You say: 'we did not bring our suffering by our own freewill choices.' The Tao would argue against that, even Hindus, even the Bible, and me as well. The Bible though, like the rest are exceedingly old, but most made sense to the intelligentsia for millennia, although lately it's been forgotten and misunderstood. I mean, nowadays there's even arguments about what is woman, and a man. And many things are being questioned because the basis is no longer understood, whereas for millennia it was understood. Not understanding is stupidity, as defined: lacking intelligence and common sense. It's not making an attempt to learn, to question oneself deeply, but rather to attack age-old concepts and call everything that went before stupid, which is what the sciences, anarchists and others confused tend to do.
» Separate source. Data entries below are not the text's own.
Issue #300, opened 2015-08-20
Clarify that any part of the body is permitted, by default


lgarron:
From [this thread](https://groups.google.com/forum/#!msg/wca-wrc/92nUKJ6gRtw/W-gP1murAAAJ) in the Delegate list.

Most Delegates agree that using the knee (or any other body part) is fine. But people sometimes ask about this, and I think it's better to be explicit. An `A5b+` Guideline is probably the most appropriate place.

pedrosino:
I agree with this. 
What is the policy on these small changes for the WRC?

Laura-O:
I don't see a reason why such an issue should be changed in-between, separated from the next major change. It's just a small, uncontroversial clarification for a reappearing question, not an urgent fix.

In my opinion we should collect these issues (there are several more) and release them together. Anything else would eventually lead to an unstructured regulation-updates chaos and it would be really hard to keep track of the changes.

Laura-O:
A similar incident was reported [here](https://groups.google.com/d/msg/wca-delegates/YmwvySyQWMk/MXG3LoSxzHsJ): two competitors used their legs to fix pops.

Using your logic, you say, you don't understand. The way around that is to realize that your logic is faulty. If it wasn't faulty, you would understand. Logical? All righty then, how to understand... What's the Biblical passage, 'lest you be born again, you won't know heaven'... something like that, which means what? It means mentally die and then see anew again, probably like a child. It means cast aside all that you know. Your head is full of names for everything, and those names are like kiddy's blocks which you shift around and come to conclusions. To escape yourself, you must psychoanalyze yourself. Switch off everything and then daily, write your thoughts - every little stupid thought, for perhaps an hour in the morning, and for say 3 months. Your writing will tell you who you are because your writing will be you. Your real logic, not your learned or assumed logic, will kick-in and you will spot your flaws. In that way, you can see what's faulty and what is not. In that way, you will see a different world, even as a child sees wonder. All it takes is work.
 

1213

Well-Known Member
....If it did, then people who do not reject God would never suffer, and such is not the case. People suffer through no fault of their own because that was fated by God and this material world is a storehouse of suffering..

Yes, it can be so that people suffer without own reason. But, I think it is not a problem, because this is only temporary lesson so that we could know what evil means and those who are righteous, can have eternal life with God and so I think all suffering that was not earned can be compensated.
 

Truth in love

Well-Known Member
I didn't suggest that pain and suffering can't promote growth. Indeed I said that pain can promote growth. I also said that some pain does not, and is purely destructive.

What lesson are these babies learning?

Childhood's End: What Life Is Like for Crack Babies


At some point there is a major lesson in forgiveness.

There are some larger lessons in life that many of us need to learn.

Compassion for others leaps to mind. Also understanding that our choices impact many others. Sometimes its the family caring for the baby who is in most need of the learning. There far too many situations for me to predict who needs to learn what, but life provides a lot of learning opportunities.
 

Wildswanderer

Veteran Member
That's another easy question for an atheist. Goodness doesn't depend on a god. It's perfectly natural that evolution would gift us with the ability to discern what is good for us and what is harmful,
That's not the definition of good and evil. Lots of evil things might be good for humanity from some perspective.
If it's just about harm, it becomes very arbitrary.
 

KWED

Scratching head, scratching knee
Yes, it can be so that people suffer without own reason. But, I think it is not a problem, because this is only temporary lesson so that we could know what evil means and those who are righteous, can have eternal life with God and so I think all suffering that was not earned can be compensated.
If god didn't create evil, we wouldn't have to learn what it means.
And why do some people have to personally suffer evil but not others? Do people who haven't suffered evil not get eternal life?